You get up on a Saturday morning, get dressed, and throw open the front door. How are you going to spend your day? You can keep things small and routine: visit a friend, go shopping, watch TV. You might also do something epic: take a spontaneous road trip, withdraw your savings and give it to the homeless, start that novel you’ve been talking about for years. The possibilities are seemingly endless!

But they aren’t endless. There are somethings that you are simply not allowed to do, at least not legally or easily. You can’t throw hand grenades at pedestrians. You can’t declare yourself a police officer and start fighting crime. You can’t drive your car onto an airport tarmac.

Is your “free will” restricted by not having every theoretical activity available to you? Perhaps, but is this really a problem? We generally agree as a civilization that, as a whole, we’re better off if individuals don’t have certain options on the table. We might argue about what those options are, but few advocate anarchy as the ideal state of affairs.

Now let’s get into a specific example. Let’s say you’re a young man with a history of violence, and you really have it out for your mother-in-law. You decide to spend your day of endless possibility by going to her church and shooting up the place.

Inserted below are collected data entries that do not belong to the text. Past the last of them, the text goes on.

PR #5246, opened 2021-12-02
web: fix multiple analytics calls on instrumented text field input

lizzthabet:
[Originally noted here](https://github.com/tilt-dev/tilt/pull/5212#pullrequestreview-813993395). The analytics events for typing into an `ApiButton`'s text input field are delayed, but they fire multiple times. There's not an event for every keystroke, but it's way more than what I'd expect with a five second debounce delay.

This PR removes `useMemo`'s dependencies to make sure debounce analytics calls fires only once. (The dependencies aren't really needed, since the debounce function has access to the current values for `analyticsName` and `analyticsTags`.)

### DIFF
--- a/web/src/instrumentedComponents.tsx
+++ b/web/src/instrumentedComponents.tsx
@@ -46,7 +46,7 @@ export function InstrumentedButton(props: ButtonProps & InstrumentationProps) {
 // event per this duration. These don't need to be submitted super
 // urgently, and we want to be closer to sending one per user intent than
 // one per keystroke.
-const textFieldEditDebounceMilliseconds = 5000
+export const textFieldEditDebounceMilliseconds = 5000
 
 export function InstrumentedTextField(
   props: TextFieldProps & InstrumentationProps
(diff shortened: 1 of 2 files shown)


web/src/instrumentedComponents.tsx
```diff
@@ -63,7 +63,7 @@ export function InstrumentedTextField(
           ...(analyticsTags ?? {}),
         })
       }, textFieldEditDebounceMilliseconds),
-    [analyticsName, analyticsTags]
+    []
```
nicks, line 66: hmmm...i think this will cause other problems? now multiple fields will share a single debouncer, which is not what you want.

nicks: let's make the debouncer a global, and pass in all the arguments (rather than using the lambda to capture arguments from the outer scope)

that should make the state much easier to reason about, rather than having to think through how the debouncer state interacts with react state management

lizzthabet: the debouncing function is local to every instance of the `InstrumentedTextField` component, so we shouldn't hit any issues where intervals are reset by other fields' interactions, but i can refactor to make this code a little cleaner.

nicks (approved):
ah OK - i misunderstood something. still would be good to have a test, since there's already a test harness for these incr()s

lizzthabet:
@nicks, good point! thanks for mentioning that. i added a test + verified it fails when the debounce function is shared.

PR #5247, opened 2021-12-02
liveupdate: add container name selector support to reconciler

milas:
Allow selecting containers by their name instead of the image.

Nice and easy 😉


nicks (approved):
:tada:

PR #5248, opened 2021-12-03
k8s_custom_deploy: add container name selector support

milas:
In some instances, when using a custom deploy tool, you have no
underlying knowledge of the image name it'll produce, but there
is a predictable container name it'll use for the deployment, so
a `container_selector` argument allows providing the name of a
container in lieu of the image, which will be used to determine
which containers are targeted for Live Update operations.

### DIFF
--- a/pkg/model/image_target.go
+++ b/pkg/model/image_target.go
@@ -110,7 +110,7 @@ func (i ImageTarget) Validate() error {
 			return fmt.Errorf("[Validate] Image %q missing build path", confRef)
 		}
 	case CustomBuild:
-		if bd.Command.Empty() {
+		if !i.IsLiveUpdateOnly && bd.Command.Empty() {
 			return fmt.Errorf(
 				"[Validate] CustomBuild command must not be empty",
 			)
--- a/internal/tiltfile/k8s_custom_deploy.go
+++ b/internal/tiltfile/k8s_custom_deploy.go
@@ -3,6 +3,7 @@ package tiltfile
 import (
 	"fmt"
 
+	"github.com/docker/distribution/reference"
 	"github.com/pkg/errors"
 	"go.starlark.net/starlark"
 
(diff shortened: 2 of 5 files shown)


pkg/model/image_target.go
```diff
@@ -3,14 +3,32 @@ package model
...
+
+	// ContainerNameSelector means Live Update should select containers based
+	// on their name rather than their image.
+	//
+	// Because the spec is updated with inferred selectors from the ImageTarget
+	// in Manifest::InferLiveUpdateSelectors(), this needs to be stored
+	// independently for use there without relying on circular reading of the
+	// spec that is being updated.
+	ContainerNameSelector string
+}
```
milas, line 30: This felt icky - let me know if you have suggestions here.

Originally I had the `k8s_custom_deploy` partially populate the `.Spec.Selector.Kubernetes` struct and then `Manifest::InferLiveUpdateSelectors` would not unconditionally overwrite it, but that felt worse because it was creating a weird almost-circular situation 😕

nicks:
Yeah, this seems to take us in the opposite direction of where we want to go (i.e., it creates new data models that aren't part of the API server). Fixing it will essentially be a revert of this PR.

I expected that would would happen is that:
- the tiltfile function would populate the selector
- the InferSelector() function would skip inference if the selector was already populated
but it sounds like you tried that approach and it didn't work? can you elaborate on why?

milas:
My concern was reading parts of the `LiveUpdateSpec` while populating/inferring values for it and making that logic brittle and harder to reason about (which values can you pre-set? what is the interaction between those and inferred values?).

That said, yeah, this is moving in the wrong direction - let me swap back to that approach. It's definitely not untenable 🙃

milas:
Okay, revamped to pre-populate `.spec.selector.kubernetes.containerName` and hinge image inference off that being populated!

nicks (approved):

PR #5250, opened 2021-12-03
apis: add a Cluster object

nicks:
Hello @milas, @nicksieger,

Please review the following commits I made in branch nicks/clusterdef:

4150728ed810dee28a5d487aac1209000cdd0e76 (2021-12-03 15:33:35 -0500)
apis: add a Cluster object


pkg/apis/core/v1alpha1/cluster_types.go
```diff
@@ -0,0 +1,159 @@
...
+}
+
+// ClusterSpec defines how to find the cluster we're running
+// containers on.
+//
+// Tilt currently supports connecting to an existing Kubernetes
+// cluster or an existing Docker Daemon (for Docker Compose).
+type ClusterSpec struct {
+	// Connection spec for an existing cluster.
+	Connect *ClusterConnection `json:"connect,omitempty" protobuf:"bytes,1,opt,name=connect"`
```
milas, line 63: Total nit, but s/Connect/Connection here for consistency with object type?

pkg/apis/core/v1alpha1/cluster_types.go
```diff
@@ -0,0 +1,159 @@
...
+	// If not specified, will use the namespace in the kubeconfig.
+	Namespace string `json:"namespace,omitempty" protobuf:"bytes,2,opt,name=namespace"`
+}
+
+type DockerClusterConnection struct {
+	// The docker host to use.
+	//
+	// If not specified, will read the DOCKER_HOST env or use the default docker
+	// host.
+	Host string `json:"host,omitempty" protobuf:"bytes,1,opt,name=host"`
```
milas, line 92: Not critical, but I'd add a couple examples of valid Docker connection strings here - "host" is ambiguous (Docker's fault, I realize), so it'd be helpful for anyone reading the docs to realize this is something like `unix:///var/run/docker.sock` or `tcp://localhost:12345` and not just a hostname like `docker.cluster.local`

pkg/apis/core/v1alpha1/cluster_types.go
```diff
@@ -0,0 +1,159 @@
...
+	return &in.ListMeta
+}
+
+// ClusterStatus defines the observed state of Cluster
+type ClusterStatus struct {
+	// The preferred chip architecture of the cluster.
+	//
+	// On Kubernetes, this will correspond to the kubernetes.io/arch annotation.
+	//
+	// On Docker, this will be the Architecture of the Docker daemon.
```
milas, line 143: Do we need to normalize between these or do they use the same values? 🙏

milas (approved):

pkg/apis/core/v1alpha1/cluster_types.go
nicks: done

pkg/apis/core/v1alpha1/cluster_types.go
nicks: done

pkg/apis/core/v1alpha1/cluster_types.go
nicks: clarified that we're going to use GOARCH style!

pkg/apis/core/v1alpha1/cluster_types.go
```diff
@@ -0,0 +1,159 @@
+/*
+Copyright 2020 The Tilt Dev Authors
```
nicksieger, line 2:
```suggestion
Copyright 2021 The Tilt Dev Authors
```
old copyright template. .emacs aside: `(add-hook 'write-file-hooks 'copyright-update)` 😉

pkg/apis/core/v1alpha1/cluster_types.go
nicksieger: Since arch comes from nodes in the cluster, we're all good until someone makes a multi-node, multi-arch cluster. Maybe note that fact/assumption of uniform, "cluster"-wide arch?

nicksieger (approved):
LGTM! Exciting to see.

pkg/apis/core/v1alpha1/cluster_types.go
nicks: yep, didn't intend to suggest that this was the only arch, added a clarification

PR #5255, opened 2021-12-06
tiltfile: by default, local servers can start in parallel

nicks:
Hello @landism,

Please review the following commits I made in branch nicks/allowparallel:

af2afc1678b44f376cc0fa4108987edf6b3ab26a (2021-12-06 18:07:44 -0500)
tiltfile: by default, local servers can start in parallel


nicks:
once we have a restart mechanism that doesn't rely on buildcontrol, it will be much easier to fix the underlying problem here (local servers that depend on a local cmd)

landism (approved):

Issue #6053, opened 2023-02-25
Failing to restart the container


besarthoxhaj:
I have a very simple app, composed of only two files:

```
.
├── Tiltfile
└── docker-compose.yml

1 directory, 2 files
```

After `tilt up`, I navigate to `http://localhost:10350/r/agent/overview` and manually trigger two updates. During the first update the container exists. Thus, subsequents updates don't execute properly the `command` in compose.

Am I doing something wrong or is this a bug?

![Screenshot 2023-02-25 at 17 43 13](https://user-images.githubusercontent.com/7887496/221371986-6582514c-084f-4a62-9fef-926559973dfa.png)
![Screenshot 2023-02-25 at 17 40 52](https://user-images.githubusercontent.com/7887496/221372152-a0025179-cfa8-421a-b17b-de96f20794f2.png)

#### `tilt doctor` Output
```
Tilt: v0.31.2, built 2023-02-10
System: darwin-amd64
---
Docker
- Host: unix:///var/run/docker.sock
- Server Version: 20.10.17
- API Version: 1.41
- Builder: 2
- Compose Version: v2.6.1
---
Kubernetes
- Env:
- Context:
- Cluster Name: Unknown
- Namespace: default
- Container Runtime: unknown
- Version: Error: invalid configuration: no configuration has been provided, try setting KUBERNETES_MASTER environment variable
- Cluster Local Registry: none
---
Thanks for seeing the Tilt Doctor!
Please send the info above when filing bug reports. 💗

The info below helps us understand how you're using Tilt so we can improve,
but is not required to ask for help.
---
Analytics Settings
--> (These results reflect your personal opt in/out status and may be overridden by an `analytics_settings` call in your Tiltfile)
- User Mode: opt-in
- Machine: 62c457b42b8358fde9219b4639140a8d
- Repo:
```

nicks:
thanks for the report! ya, i can repro this. i think there might be a race condition where the container dies before tilt sees the logs, since this container dies so quickly.

nicks:
I filed a bug upstream about this: https://github.com/docker/compose/issues/10351

i wonder if we should we should update tilt's log streamer to use the docker log api directly, rather than going through docker compose. The `docker compose logs` command has a lot of behavior that makes sense for humans, but has odd edge cases that make it hard for machines to use.

PR #6067, opened 2023-03-09
dockercompose: simplify the log streamer

nicks:
Fixes https://github.com/tilt-dev/tilt/issues/6053


nicks:
now that we have a reconciler, it ended up being easier to track the container id ourselves and stream directly from the docker api. i feel bad that we have so much code working around the subtleties of 'docker compose logs' :grimacing:

nicksieger (approved):
Looks great! Love that we can move this to the go client to fetch the logs.

Issue #5909, opened 2022-08-01
Failure to load extension from gitlab.com


ghost:
Hello :sunny:

1. **I'm trying to** load some extensions from a gitlab.com-repository: https://gitlab.com/opvasger/tilt-extension-experiment
```
v1alpha1.extension_repo(name='tilt-extension-experiment', url='https://gitlab.com/opvasger/tilt-extension-experiment', ref="main")
v1alpha1.extension(name='tilt_extension', repo_name='tilt-extension-experiment', repo_path='tilt_extension')
load('ext://tilt_extension', 'vue_build', 'dotnet_build')
```
**I'm expecting** the definitions to load successfully.

**What happens** is that Tilt fails to load with the following error:
```bash
Loading Tiltfile at: <REDACTED>\tiltfile
Traceback (most recent call last):
  <REDACTED>\tiltfile:3:1: in <toplevel>
Error: cannot load ext://tilt_extension: loading extension repo tilt-extension-experiment: download error: waiting 5s before retrying. Original error: dynamic lookup required to find mapping
```

I hope you can tell me what I'm doing wrong!

Thanks for your awesome work on Tilt - it's really cool, and I appreciate you taking at look at my issue

opvasger:
I'll keep the GitLab-repo open until the issue is resolved - If I can help in any way, let me know!

Thanks for working on tilt :sunny:

nicks:
forked the gitlab repo, ty

regiontog:
I had the same issue and did some digging. Seems like this error occurs when the `repoRootForImportPath` function in go-get fails to identify the kind of vcs system behind the URL. There are regexp cases for a few hosts like github.com but not one for gitlab. There is also a generic one if the URL ends in `.git`. I worked around my issues by using a `.git` URL and ensuring that the domain part includes a `.` since I had originally used a URL like `https://vcs/my/repo/` and fixed it using `https://vcs.my.domain/my/repo.git`.

You can see the [regexp](https://github.com/tilt-dev/go-get/blob/master/vcs.go#L815-L872) here.

@nicks FYI

PR #6070, opened 2023-03-10
vendor: update tilt-dev/go-get

nicks:
adds support for gitlab modules
Pulls in https://github.com/tilt-dev/go-get/pull/13 Fixes https://github.com/tilt-dev/tilt/issues/5909


bshore (approved):
😉

PR #6071, opened 2023-03-10
vendor: use upstream fsevents

nicks:


nicks:
based on a discussion where we determined all our patches have been upstreamed. once this is merged, i'll archive the fork.

nicks:
need to revisit this

milas:
FWIW it's possible we actually have more code in Tilt than necessary now

We were able to strip this when porting some code to Compose: https://github.com/tilt-dev/tilt/blob/ce8d0d674381f7be54bf04a46665c2c3173bc5aa/internal/watch/watcher_darwin.go#L41-L44

Everything else logic-wise is identical in the low-level Darwin watcher code, so I'm guessing that behavior was fixed (we don't ask for history so shouldn't have ever been getting any)

I'll test it out when I get a sec

Issue #5771, opened 2022-05-05
Ability to hide detail sidebar


kevin-lindsay-1:
## Describe the Feature You Want

Sometimes I need to use a single screen for both code and updates. Tilt is the perfect tool to have open alongside my code, but I can't read the logs for the app I'm working on because the real estate of the sidebar is too large.

### Current Behavior

Currently it seems to expect a wide viewing area.

### Why Do You Want This?

To be able to use tilt even when I don't give it a dedicated monitor.

**Additional context**

landism:
Thanks for filing! As a single-monitor user, I definitely empathize.

Have you tried `tilt logs` for this use case? How close does it come to meeting your needs?

kevin-lindsay-1:
I haven't, and I'm sure that would work much better, but I prefer the UI. Seems like a fairly easy button to add, since there's already a sidebar.

bshore:
Hi @nicks @landism @kevin-lindsay-1 !

I started hacking away at this for a bit today and thought I should reach out before going any further. I'm happy to cleanup & push the Proof of Concept example.

<details>
  <summary>Basic Proof of Concept Screenshots</summary>

<table>
  <thead>
    <tr>
      <td>Open</td>
      <td>Collapsed</td>
    </tr>
  </thead>
  <tbody>
    <tr>
      <td><img src="https://user-images.githubusercontent.com/14914028/224513194-4c57e610-6ab9-4f92-820d-99cca72e94a6.png" /></td>
      <td><img src="https://user-images.githubusercontent.com/14914028/224513203-2ee6ce07-d965-4f66-876e-418a3295bdfc.png" /></td>
    </tr>
  </tbody>
</table>
</details>

### Minibar?
I started implementing a _Minibar_ so users can still switch between resource logs and view status while the sidebar is collapsed.  I'd just like to see what everyone's thoughts were before I continue.

- Resources in the minibar show their name & status on hover.
- Group labels will probably just become arrow accordions with their label shown on hover.
- Search may open the sidebar onFocus to give users room to type?
  - onBlur re-collapses if previously collapsed?
  - maybe don't render search bar when collapsed?
<details>
  <summary>Example</summary>

![image](https://user-images.githubusercontent.com/14914028/224513342-60a27a38-159b-40b4-98b8-2ce341e02a45.png)
</details>

PR #6076, opened 2023-03-14
web: sidebar collapse/expand toggle

bshore:
Relates to https://github.com/tilt-dev/tilt/issues/5771#issuecomment-1465038918

This introduces the Proof of Concept collapsible Sidebar mentioned in the linked comment.

### DIFF
--- a/web/src/HUD.tsx
+++ b/web/src/HUD.tsx
@@ -25,6 +25,7 @@ import { ResourceListOptionsProvider } from "./ResourceListOptionsContext"
 import { ResourceNavProvider } from "./ResourceNav"
 import { ResourceSelectionProvider } from "./ResourceSelectionContext"
 import ShareSnapshotModal from "./ShareSnapshotModal"
+import { SidebarContextProvider } from "./SidebarContext"
 import { TiltSnackbarProvider } from "./Snackbar"
 import { SnapshotActionProvider, SnapshotProviderProps } from "./snapshot"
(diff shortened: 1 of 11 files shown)


nicks:
thanks for prototyping this up. a couple UI observations:
- the hamburger menu is pretty dark, usually our icons are white
- there's not any way to tell what service you're on when you're in this mode
- currently the sidebar is draggable, and this feature interacts weirdly with the dragger (see screenshot)

Screenshot from 2023-03-16 18-58-14

one idea we had played around with was using icons instead of names for each service (auto-assigning icons in some deterministic order)

what do you think of triggering the collapsed mode when you drag the sidebar "left" of a current point?

bshore:
* Fixes hamburger menu icon color (I use a dark reader extension so I didn't even notice 😅  )
* Adds a title row when sidebar is collapsed
* Adds a dragger breakpoint to fix the weirdness when expanding, and will auto-collapse when dragging to the left (upon releasing)
  * There's still a little bit of weirdness when expanding from fully collapsed, but once the breakpoint is hit, all resources come back
* Re: Icons - I'd love to give this a shot, maybe not in this PR but in a follow-up?

nicks (approved):
LGTM

i'm not so sure about the expand/collapse icons, but can think more about what they should be

ya, the service icons was kind of a silly idea that i thought would fit in well with some of your earlier explorations

PR #6082, opened 2023-03-24
web: clean up sidebar ux

nicks:
- adjusts the icon used to expand/collapse the sidebar
- makes it inline instead of taking up its own line


nicks:
Screenshot from 2023-03-24 17-57-40
Screenshot from 2023-03-24 17-57-25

Would anyone have a problem if this man wasn’t given this particular option? If God placed an invisible wall around the church, preventing the man from entering or firing through, would we be any worse off? Indeed, wouldn’t this in fact be a powerful testimony of God’s protection? Imagine if someone got a video of a gun-wielding madman smacking into absolutely nothing!

Instead, in the aftermath of yet another gun massacre, we are forced to assume that God must have his reasons for not interfering – just like in Columbine, Paducah, Killeen, Austin, San Bernardino, Sandy Hook, Las Vegas, Orlando, Virginia Tech, Fort Hood, Aurora, Charleston… and on and on.